Etwa ab dem 18. Jahrhundert wurden die Jenischen von verschiedenen Grundherren angesiedelt. Nicht uneigennützig: Entweder sollten die Neubürger Steuern einbringen oder sie sollten das Konfessionsgefüge eines Orts zugunsten der katholischen Kirche verschieben. Die Ausstellung "Auf der Reis’ – die ›unbekannte‹ Minderheit der Jenischen im Südwesten" im Hohenloher Freilandmuseum Schwäbisch Hall-Wackershofen stellt die Geschichte des einstigen fahrenden Volks vor.

Gar so selten, wie man meinen möchte, war das "vergessene Volk" der Jenischen nicht. So nennt eine Ausstellungstafel als Orte mit nachverfolgbarer Jenischen-Geschichte unter anderem Schillingsfürst und Ichenhausen bei Günzburg, wo der erste jenische Fußballverein gegründet wurde.

Arme Hausierer, stolze Europäer

Die Hauptattraktion der Ausstellung ist ein hölzerner Reisewagen aus dem frühen 20. Jahrhundert. "Er zeigt, wie eine Familie während der Reis’ auf engstem Raum lebte und arbeitete", erläutert Museumsleiter Michael Happe. Das Fahrzeug im Museum gehörte einer wohlhabenden Jenischen-Familie – die mit Motiven beschliffenen Glasfenster zeugen davon. Für viele der Jenischen, die meist als Kleinhandwerker wie Bürstenbinder oder Scherenschleifer, als Markt- und Hausierhändler unterwegs waren, war ein fester Wagen oder später ein Automobil nur ein Traum. Viele hatten ihre Habseligkeiten und Verkaufsartikel in einer Tragekiepe oder ein paar Koffern auf einem Handleiterwagen.

"Wanderarme oder die ersten echten Europäer?" fragt die Ausstellung. Eine Antwort darauf gibt es nicht. Stolz und Elend – beides gehört zur Geschichte der Jenischen. Die Ausstellung, an der Ehrenamtliche jenischer Herkunft mitgearbeitet haben, zeigt beides. Wobei die Fotodokumente naturgemäß eher die stolze Seite des Lebens wiedergeben: das neue Fahrzeug, die Frau in Festtracht, die Familie in Sonntagslaune.

In Konzentrationslager verschleppt

Ab dem 19. Jahrhundert gaben die Jenischen ihren Wanderhandel auf und arbeiteten zunehmend auch als Handwerker. Unter den Nationalsozialisten wurden Jenische diskriminiert, in Zwangsarbeit geschickt, zwangssterilisiert oder in Konzentrationslager verschleppt. Die Verantwortlichen im "Rassehygienischen Institut" wurden nie zur Verantwortung gezogen, praktizierten sogar nach dem Zweiten Weltkrieg noch weiter. Die Jenischen wurden nie als Opfer anerkannt.

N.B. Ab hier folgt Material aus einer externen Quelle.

PR #8222, opened 2026-09-08
feat(executionworker): name the actor and reason on every abort and cancel

dejanzele:
## Pull request description

Milestone 1 of [TKC-6811](https://linear.app/kubeshop/issue/TKC-6811/why-did-my-test-fail-milestone-1-every-abort-carries-a-reason), first PR.

Every abort that is not a user cancel writes "Job has been aborted by the system" into the job annotation. The trigger cleanup, fail-fast, the stuck-execution check, the API, and the control plane all read the same. That one text is 35 % of aborted executions in production telemetry.

`DestroyOptions` gets `Actor` and `Reason`. Each caller sets its actor, and adds a reason only when the actor alone does not explain the stop. The worker writes them into `testkube.io/termination-actor` and `testkube.io/termination-reason`. The job watcher renders the actor as a short phrase and appends the reason after a colon.

| Caller | Text in the result |
| --- | --- |
| Control plane abort, relayed by the runner | `by the control plane` |
| Control plane cancel, relayed by the runner | `by the user` |
| Runner check for stuck executions | `by the runner: execution is stuck in running state` |
| Trigger cleanup | `because its trigger was deleted` |
| Parallel step fail-fast | `because another parallel worker failed` |
| Parallel worker that cannot resume | `by the runner: the parallel worker could not be resumed: <error>` |
| Standalone API abort | `through the API` |
| Standalone API abort of all executions of a workflow | `through the API: all executions of the workflow were aborted` |
| A caller that sets nothing, or a job deleted outside Testkube | `by the system` |

A job with a reason and no actor, from an older worker, keeps its text. The control plane sends no reason with its transition yet. #8225 adds it. The `Runner` interface keeps `Abort(id)` and `Cancel(id)`.

Not changed here: the control plane sends the cancel transition twice. The second one logs `failed to patch job ... not found` after the first one deleted the job.

### DIFF
--- a/ARCHITECTURE.md
+++ b/ARCHITECTURE.md
@@ -78,6 +78,7 @@ Testkube uses [Test Workflows](https://docs.testkube.io/articles/test-workflows)
 - Core TestWorkflow executor (`testworkflowexecutor/`)
 - TestWorkflow processing and step execution
 - Result aggregation and status management
+- Execution worker (`executionworker/`): applies the workflow to Kubernetes, watches the job and pod, and stops executions. When a caller aborts or cancels an execution, it passes an actor and an optional cause in `DestroyOptions`, and the worker writes them into the job annotations `testkube.io/termination-actor` and `testkube.io/termination-reason`. The result reader renders them as one sentence, so the stored error message names the component that stopped the execution and, when there is one, the cause.
 
 ### 4. Storage Layer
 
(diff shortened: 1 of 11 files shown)


dejanzele:
@greptileai review

dejanzele:
@greptileai review

dejanzele:
@greptileai review

dejanzele:
@greptileai review

dejanzele:
@greptileai review

dejanzele:
@greptileai review

vsukhin (approved):

PR #8225, opened 2026-09-08
feat(runner): apply the reason the control plane sends with an abort or cancel

dejanzele:
## Pull request description

Milestone 1 of [TKC-6811](https://linear.app/kubeshop/issue/TKC-6811/why-did-my-test-fail-milestone-1-every-abort-carries-a-reason), third PR. Stacked on #8224.

`ExecutionStateTransition` carries an execution id and a target state. When the control plane aborts or cancels an execution, the runner cannot know why, so the job annotation gets a fixed text.

The transition gets a `reason` field with the cause of the stop. The runner passes it to the worker, which writes it into the job annotation next to the actor. The result reads `by the control plane: <cause>`. Without a reason the result names the actor only, so an old control plane keeps working.

`Runner.Abort` and `Runner.Cancel` take the reason as a second argument. The agent request path passes an empty reason, because that request has no reason field. cloud-api #5537 fills the field.


dejanzele:
@greptileai review

dejanzele:
@greptileai review

dejanzele:
@greptileai review

dejanzele:
@greptileai review

dejanzele:
@greptileai review

vsukhin (approved):

PR #130, opened 2023-07-06
fix: :bug: webui js API is undefined

JOTSR:
# Issue

image
image

Since webui script tag is injected after html, any declared js file in the html payload is parsed before the API.
Unless set it "defer" it is executed before the API and cause an error.

I change the html structure order to force js bridge to execute before any user content.
Since bridge is loaded in html head I fix possibly undefined listener that crash the app.

Moreover, since webui.c allow to load js via 2 way (embbeded and via a get url) I choose to the the url way to avoid memory management for future improve and simplify the code (and js was truncated after the changes if I keep string concat approach). In bonus it allow to debug js via the source panel in dev console.

# Improvements

To force top loading I used the auto correct behaviour of html and then construct bad html to load js bridge before all user content (script is loaded just afet <html> tag that is never close, any added user content will be merge after and js result to be in <head>).
This is more an hot fix and need to be improve by inserting the script tag in html head via an XML/DOM parser.

### DIFF
--- a/src/webui.c
+++ b/src/webui.c
@@ -294,11 +294,11 @@ static const char* webui_javascript_bridge =
 "        _webui_send_event_navigation(url); \n"
 "    }); \n"
 "} \n"
-"document.body.addEventListener('contextmenu', function(event){ event.preventDefault(); }); \n"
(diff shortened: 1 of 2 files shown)


neroist:
LGTM

PR #131, opened 2023-07-06
refactor: split js bridge source code from lib source code

JOTSR:
# Motivation

Embedding js bridge source code into c make it hard to read and edit. Moving it appart was made possible by using xxd tool.
- It open new possibility like using typescript for API and transpile to js for dist.
- It improve dev experience and readability.
- Allow linter and synthax analyzer to check the code.
- Allow minification in order to reduce lib size.
- Allow user to import type definition to better discoverability and usage of the API.

# Possible improvements
- Move error pages, svg and all big embedded content to specific file for better readability.
- Set up minification.
- Refactor js api.
- Mirror type definition on accessible url (for instance deno.land can serve a subfolder as module and track the main project version as module specifier).


AlbertShown:
The idea of spitting the main code into multiple files is a great idea, but it comes with a cost.
Many users won't have `xxd` installed. Probably we should use a Python script to convert `JS` to `C-Style`, but I'm not sure.
Another option is using C23 Standard to use `#embed` to automatically embed JS file. But that means removing the TCC support.

I don't know what we should do honestly, but yes, splitting files is a good improvement.

JOTSR:
I'm not sure that xxd is not installed. It seem's to be preinstalled on many linux distrib and came natevely on macos. It is also a part of git for windows (part of git bash tools).

I actually working on the js bridge (there is some errors, deprecated APIs, overcomplicated code, ...). And to simplify its maintenance and its integration for user I asking if typescript would be a good idea. So for compiling ts I propose to setup a **devcontainer**, it can be useful to ensure all dev have all necessary tools. As there is actually no linting or code formatter in the project, a devcontainer with adequat tools can be a good idea to homogenize and support development.

I don't known how the support of TCC matter (I'm not a C dev so I am not aware of current usage) but `#embed` is a interesting feature.

AlbertShown:
> typescript would be a good idea

The Deno wrapper is written in TypeScript. So, no one will have an issue switching the WebUI-Bridge from JavaScript to TypeScript.

> I propose to setup a devcontainer

I vote for the devcontainer to be optional, as many developers prefer to edit `/client/webui.ts` directly. But it's good to have containers for WebUI dev.

> I don't known how the support of TCC matter

TCC is for users who want to produce a complete working GUI executable using WebUI in less than 1024 Kb. Also, TCC is used as a backend in V-WebUI.

JOTSR:
# Bridge
> The Deno wrapper is written in TypeScript. So, no one will have an issue switching the WebUI-Bridge from JavaScript to TypeScript.

The JS bridge inside the c lib is totally independent from the Deno wrapper. For instance if you use TSX for your UI, as the client API is not typed it lack of usability.

Using typescript (or at least providing a d.ts definition file) can be a good improvement for discoverability, interoperability and simplify project integration. As it only used in source code it don't change the final execution (only js i embedded).

Moreover, using typescript bring checking tools for internal use (there is several issues in the bridge that are catched by typescript in my tests).

# Devcontainer
Yes .devcontainer is only for simplify startup and project tools sharing (not mandatory). For instance there is no default formater or linter for the project and requiring from contributors to install project choosen tools can be complicated. Future CI/build improvements can take profit of it.

AlbertShown:
> The JS bridge inside the c lib is totally independent from the Deno wrapper.

Yes, I meant that the original creator of WebUI already used TypeScript, so I don't see any issue in switching the bridge completely from JavaScript to TypeScript. It should just simply work in the browsers.

> Bridge
> Devcontainer

I totally agree with you. I guess this will be a very good improvement 👍

Issue #134, opened 2023-07-13
Creating a Release in a GitHub Action


AlbertShown:
We solved the compression `zip`/`gz` script (https://github.com/webui-dev/webui/issues/120). And we agreed that we should remove the pre-built binaries from the repo.

Why not create a new workflow task that automatically runs when a merge is tagged with `release`, so this workflow will build, compress, generate and add a new release?

hassandraga:
This is important feature to add. I already removed all the compiled objects from the repo.

ttytm:
Good to see you back @hassandraga. I hope it's going well.

Yep, this one will have a leverage. Also, for all wrapper libraries. I started working in at #155 as part of it and it's nearly finished.
We merged #152 a bit prematurely - though it does no harm, since no releases are being made yet - but once the Makefile is out of the way we can update the steps in the CI and it's done.

hassandraga:
Sounds good @ttytm

ttytm:
To share a thing that might be relevant and that I didn't came to mention in #152.

The PR intentionally didn't added the version number for the file names.
E.g. if you look at the file names:
https://github.com/webui-dev/webui/releases/tag/2.3.0 (latest release)
https://github.com/ttytm/webui/releases/tag/v0.0.1-test (WIP release on fork)

Not adding an additional version number to the release files is common e.g.:
https://github.com/neovim/neovim/releases/tag/stable
https://github.com/kovidgoyal/kitty/releases/tag/v0.29.2

This makes it easier to deal with in scripts.

E.g. it would allow to use always use an url like `/releases/latest/download/windows-msvc-x64.zip` to download the latest release without the need for traditional queries or to update it for to version changes in the file name:
https://github.com/ttytm/webui/releases/latest/download/windows-msvc-x64.zip
To download a specified version number a tag would be specified in the url
https://github.com/ttytm/webui/releases/download/v0.0.1-test/windows-msvc-x64.zip

hassandraga:
It's fine not to add the version number in the file names. We can simply add later a short description readme file in `dist` to show the current version number.

ttytm:
It's the same for the architecture in the file names. 

Adding it to downloadable archives, but keeping the filename simple.

This would make:
`macos-clang-x64.tar.gz`
`macos-clang-arm64.tar.gz`
With the file name for the static library release:
`libwebui-2-static.a`
instead of `libwebui-2-static-x64.a`

Currently, keeping just the architecture in the filename
[...]

PR #143, opened 2023-07-21
ci: rework build workflow, deploy artifacts

tobealive:
This PR reworks the build workflow to fix and extend it.

The main feature this results in is a CI of deployed build artifacts.
Example: https://github.com/tobealive/webui/actions/runs/5626014645

While working on this feature, the current build workflow revealed itself as a bit foolish. Up until now there was no testing of windows with MSVC. This can either be seen by listing the directory contents or by uploading the build artifacts after the nmake command was run - both would result in an empty output. So this issue had to be fixed within the frame of this PR. All in all I tried to add the best practices and performance optimizations that I knew of.

The changes are the major part of #134. I will build upon them in the coming days to use the produced build artifacts in a workflow for version releases.

### DIFF
--- a/.github/workflows/build.yml
+++ b/.github/workflows/build.yml
@@ -1,60 +1,127 @@
-name: Build WebUI
+name: Build
 on:
   push:
   pull_request:
-    branches: [ main ]
+    branches: [main]
 
 jobs:
+  setup:
+    strategy:
+      matrix:
+        os: [macos-latest, ubuntu-latest, windows-latest]
+    runs-on: ${{ matrix.os }}
+    steps:
+      - uses: actions/checkout@v3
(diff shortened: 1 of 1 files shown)


AlbertShown:
> "Nightly" pre-compiled builds can be found as release artifacts in the Actions section

Do you mean creating releases daily and adding them to the release section?

tobealive:
Afaik nightly usually refers to the latest development build.

The workflow would add the build outputs of every commit as articats to the related workflow. So theoretically a user could always download the latest prebuild for all plafroms from the workflow.

The part I would work on separately is uploading them to github releases 
But this would only happen when a tag / version release is done.

AlbertShown:
This is amazing work @tobealive! Thank you for that 👍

Jenisch für Nicht-Jenische gibt es im Schnelldurchgang auch in der Museumsausstellung. Man kann die Sprache in Videobeiträgen an Medienstationen hören und auf Ausstellungsbannern nachlesen. Und man kann seine Sprachfantasie an einer Wand mit Klappen testen: grüne Klappe mit jenisch "Wello" – darunter blau "Fahrrad". "Schmierling" ist die Butter, die "Lachebatschere" eine Ente, der "Galmenguffer" ein Lehrer, der "Tschabo" ein Freund und die "Tschai" ein Mädchen. Der "Stupfel" ist der Igel – Wappentier des 2016 gegründeten "Fördervereins für Jenische und andere Reisende".

INFO: Die Ausstellung "Auf der Reis' – die ›unbekannte‹ Minderheit der Jenischen im Südwesten" ist im Hohenloher Freilandmuseum Wackershofen zu sehen. ÖZ: bis 30. September täglich 9-18 Uhr, von Oktober bis 5. November Di bis So 10-17 Uhr. Eintritt 8 Euro, Kinder/ermäßigt 6 Euro.